Initiation of voriconazole (n = 56).

Reason for Voriconazole Use (No. [%])
Possible IFI	44 (78.6)
Probable IFI	9 (16.0)
Proven IFI	2 (3.6)
Candida kefyr – blood cultures	1
Trichosporon asahii – blood cultures	1
Prophylaxis	1 (1.8)
Previous Antifungal Use (No. [%])
Yes^a	44 (78.6)
Caspofungin	20 (45.5)
Fluconazole	20 (45.5)
Micafungin	11 (25.0)
Posaconazole	6 (13.6)
Ambisome	6 (13.6)
No	12 (21.4)
No. (%) patients who received a loading dose	51 (91.1)
Oral loading dose	40 (78.4)
Mean ± SD loading dose (mg)	386.5 ± 78.5
Mean ± SD Weight-Based Loading Dose (mg/kg)	5.4 ± 0.7
Mean ± SD Maintenance Dose (mg)	242.1 ± 45.7
Mean ± SD Weight-Based Maintenance Dose (mg/kg)	3.4 ± 0.6
Baseline Renal and Hepatic Function
CrCl (mL/min)
Min, Max	33, 291
No. (%) patients with CrCl ≥ 60	47 (83.9)
Baseline Total Bilirubin (µmol/L)
Min, Max	5, 62
No. (%) patients that had bilirubin WNL^b (<22)	44 (78.6)
Baseline AST (U/L)
Min, Max	6, 83
No. (%) patients that had AST WNL (5–34)	47 (83.9)
Baseline ALT (U/L)
Min, Max	4, 144
No. (%) patients that had ALT WNL (7–40)	39 (69.6)
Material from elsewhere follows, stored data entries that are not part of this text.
PR #781, opened 2022-02-23
Fixed manifest for PWAs, fixes #779

### LINKED ISSUE #779: PWA not installable
I cannot install organice as a PWA on my mobile browser (the "install" button does not appear in any browser, while it works on other PWAs like https://mdn.github.io/pwa-examples/a2hs/)

On desktop, Chrome & firefox both report several errors with the app manifest (Developer tools -> Application -> Manifest)
- "Manifest start URL is not valid"
- "Manifest does not contain a suitable icon [...]"

I have debugged the issue locally, and it seems to be a problem with the dynamically generated blob url, introduced in https://github.com/200ok-ch/organice/pull/465 . Apparently the relative urls (`"/"` for `start_url`, or `"organice-512x512.png"`for the icon `src` fields) are not resolved correctly when they appear inside `createObjectURL`?
When I manually change `start_url` and `src` to absolute urls, the errors from firefox & chrome disappear and both report the PWA as "installable".
The errors also disappear when the JS logic is removed, and a static `manifest.json` with relative urls is referenced in the `<link>` tag.

A possible fix could be to create absolute urls on the fly, that should not lead to any issues I guess? I can create a pull request for that if you like.

**To Reproduce**
1. Go to https://organice.200ok.ch/files
2. Open developer tools: Application -> Manifest
3. Error messages appear, PWA is shown as "not installable"

**Expected behavior**
PWA is installable, Browser report no errors with the app manifest

**Screenshots**
image

Test with manually set absolute urls (with the same JS logic):
image

 - OS: Linux
 - Browser: Firefox 97.0.1 (64-bit), Chromium 98.0.4758.102 (Official Build) Manjaro Linux (64-bit)

tbruckmaier:
As discussed in #779 

Since the manifest generation happens inline, `absoluteUrl()` is defined in the global namespace, hopefully does not lead to problems.

I have based the PR on `master`, if it shall be based on another branch, I'm happy to change it!

### DIFF
--- a/public/index.html
+++ b/public/index.html
@@ -48,27 +48,31 @@
     <script>
      var {pathname} = window.location;
 
+     const absoluteUrl = function(path) {
+        return new URL(path, document.baseURI).href;
+     };
+
      var manifest = {
          "short_name": "organice",
          "name": "organice",
          "icons": [
              {
-                 "src": "organice-512x512.png",
+                 "src": absoluteUrl("organice-512x512.png"),
                  "sizes": "512x512",
                  "type": "image/png"
              },
              {
-                 "src": "organice-192x192.png",
+                 "src": absoluteUrl("organice-192x192.png"),
                  "sizes": "192x192",
                  "type": "image/png"
              },
              {
-                 "src": "favicon.ico",
+                 "src": absoluteUrl("favicon.ico"),
                  "sizes": "64x64 32x32 24x24 16x16",
                  "type": "image/x-icon"
              }
          ],
-         "start_url": pathname || "/index.html",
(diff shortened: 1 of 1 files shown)


munen:
@tbruckmaier Thank you for the fast implementation :100:. I have deployed it to https://staging.organice.200ok.ch/ and confirm that:

- The manifest error/warnings in Firefox are gone
- Installation on iOS still works

Happy to merge, thank you for the contribution :pray: :bow:

munen:
I have also added the fix and attribution to the changelog: 4903142e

Total is >100% because patients may have been on multiple antifungals prior to starting voriconazole

WNL = within normal limits

Voriconazole therapeutic drug monitoring

An overview of voriconazole therapeutic drug monitoring at our institution can be found in Figure 3. There were 41 (73.2%) patients who had an initial voriconazole level within therapeutic range. Of these, 30 (73.2%) patients remained within therapeutic range for the duration of their inpatient voriconazole therapy. For the other 11 (26.8%) patients, 10 (24.4%) had levels outside therapeutic range after the second level, and 1 (2.4%) patient had levels outside therapeutic range after the third level. For the 10 patients who had the second voriconazole level outside of therapeutic range, 7 (70.0%) were supratherapeutic and 3 (30.0%) were subtherapeutic. Of these 10 patients, 3 (30.0%) patients needed one dose adjustment to reach the therapeutic range, 2 (20.0%) patients needed two dose adjustments, and 5 (50.0%) patients discontinued voriconazole following their second level due to adverse effects (n = 2) or other reasons (n = 3). The 1 patient whose levels were outside therapeutic range after the third level had subtherapeutic levels and needed 2 dose adjustments to reach the therapeutic range.

Figure 3.

Flow diagram for voriconazole therapeutic drug monitoring.

For the 15 patients who had an initial voriconazole level outside of therapeutic range, 11 (73.3%) were supratherapeutic and 4 (26.7%) were subtherapeutic. Additionally, for those same 15 (26.8%) patients, 2 (13.3%) patients needed one dose adjustment to achieve therapeutic range, 4 (26.7%) patients needed two dose adjustments, 2 (13.3%) patients needed three dose adjustments, and 7 (46.7%) patients discontinued voriconazole following their initial level due to adverse effects (n = 5) or other reasons (n = 2).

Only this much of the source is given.